[Information supplied]

PR #13282, opened 2019-04-11
Expose LOCAL_URL as gatsby-link method

Kikobeats:
Reading [gatsby-link](https://www.gatsbyjs.org/docs/gatsby-link/#reminder-use-link-only-for-internal-links) documentation, it says you need to validate links you pass to `GatsbyLink` should be just internal links:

[/Information supplied]

■ Task ■
Repeat the data in full, exactly as supplied.

■ Response ■
PR #13282, opened 2019-04-11
Expose LOCAL_URL as gatsby-link method

Kikobeats:
Reading [gatsby-link](https://www.gatsbyjs.org/docs/gatsby-link/#reminder-use-link-only-for-internal-links) documentation, it says you need to validate links you pass to `GatsbyLink` should be just internal links:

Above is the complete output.